## [What you have to do]
Of the entries below, return only those lines from the line with "PR #937, opened 2017-09-25" to the line with "UI is done.", exactly, both included.

## [Task input]
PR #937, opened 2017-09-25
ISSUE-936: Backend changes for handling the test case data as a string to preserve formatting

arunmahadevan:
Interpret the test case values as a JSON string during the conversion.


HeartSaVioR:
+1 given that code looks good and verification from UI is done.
---
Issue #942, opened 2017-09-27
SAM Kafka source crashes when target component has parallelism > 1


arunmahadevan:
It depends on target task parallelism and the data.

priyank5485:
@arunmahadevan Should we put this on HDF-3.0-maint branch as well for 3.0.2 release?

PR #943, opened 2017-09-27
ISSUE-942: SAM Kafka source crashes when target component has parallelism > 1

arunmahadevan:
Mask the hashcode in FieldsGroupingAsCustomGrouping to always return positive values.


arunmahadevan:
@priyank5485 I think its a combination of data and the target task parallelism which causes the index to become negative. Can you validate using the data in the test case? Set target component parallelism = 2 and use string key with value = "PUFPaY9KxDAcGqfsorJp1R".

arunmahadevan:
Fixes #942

## [Answer box]
PR #937, opened 2017-09-25
ISSUE-936: Backend changes for handling the test case data as a string to preserve formatting

arunmahadevan:
Interpret the test case values as a JSON string during the conversion.


HeartSaVioR:
+1 given that code looks good and verification from UI is done.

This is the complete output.